# Latex over Shellac ??



## ltd (Jan 16, 2011)

wash ,rinse, lightly sand to degloss and give tooth to surface your priming. I like Zinsser coverstain bonding primer .don't use a china bristle brush .use a Purdy polyester brush.let dry over night ,caul;k in any gaps then 2 coats of quality latex paint that is for trim.others may suggest warter base bonding primer such as stix, Zinsser 123,s/w pro block and I feel that woul;d be a good way to go .im thinking of switching over my self


----------



## chrisn (Dec 23, 2007)

That ^ will do it:thumbsup:


----------



## Jmayspaint (May 4, 2013)

Not sure about clear shellac, but pigmented shellac like BIN makes a great primer over stained trim.
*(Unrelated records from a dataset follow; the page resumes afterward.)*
PR #1191, opened 2025-12-03
 test(stablecoin-exchange): cover decrement_balance_or_transfer_from hardfork behavior

fgimenez:


crates/precompiles/src/stablecoin_exchange/mod.rs
```diff
@@ -4866,4 +4866,118 @@ mod tests {
...
+
+        assert!(result.is_err());
+        assert_eq!(
+            exchange.balance_of(alice, base_address)?,
+            internal_balance,
+            "User balance should be preserved when transfer_from fails"
+        );
+
+        Ok(())
+    }
```
0xKitsune: Is this the testing the same thing as `test_decrement_balance_preserves_balance_post_allegretto`?

fgimenez: indeed, with the post allegretto test this one is redundant, removed

PR #1201, opened 2025-12-03
feat(builder): gauge metrics, less verbose payload built log

shekhirin:
1. More gauge metrics
2. Less verbose "Built payload" logs otherwise it's horrific image

### DIFF
--- a/crates/alloy/README.md
+++ b/crates/alloy/README.md
@@ -1,0 +1,34 @@
+# Tempo Alloy
+
+Tempo types for [Alloy](https://alloy.rs).
+
+## Getting Started
+
+To use `tempo-alloy`, add the crate as a dependency in your `Cargo.toml` file:
+
+```toml
+[dependencies]
+tempo-alloy = { git = "https://github.com/tempoxyz/tempo" }
+```
+
+## Development Status
+
+`tempo-alloy` is currently in development and is not yet ready for production use.
+
+## Usage
+
+To get started, instantiate a provider with [`TempoNetwork`]:
+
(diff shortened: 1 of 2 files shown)


crates/payload/builder/src/lib.rs
```diff
@@ -655,9 +666,14 @@ where
         self.metrics.gas_per_second_last.set(gas_per_second);
 
         info!(
-            sealed_block_header = ?sealed_block.sealed_header(),
-            total_transactions = block.transaction_count(),
-            ?payment_transactions,
+            parent_hash = ?sealed_block.parent_hash(),
+            number = sealed_block.number(),
+            hash = ?sealed_block.hash(),
+            timestamp = sealed_block.timestamp_millis(),
```
mattsse, line 672: this is timestamp_millis, maybe we should include both

crates/payload/builder/src/lib.rs
```diff
@@ -655,9 +666,14 @@ where
         self.metrics.gas_per_second_last.set(gas_per_second);
 
         info!(
```
mattsse, line 668: do we also want extradata?

crates/payload/builder/src/lib.rs
shekhirin: this is `timestamp * 1000 + timestamp_millis_part`, should be ok no?

crates/payload/builder/src/lib.rs
shekhirin: added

Latex does good over it.


----------



## user1007 (Sep 23, 2009)

Remember shellac is suspended in an alcohol based solvent and you will need alcohol or acetone for clean-up. Plus, as you may know, you really have to race to keep up with it. It starts to dry near instantly. 

Zinsser Cover Stain is petroleum solvent based. Great stuff. Solvent based products are getting hard to buy in places though. 

Zinsser 123 + stain blocker is waterbased and should work too.


----------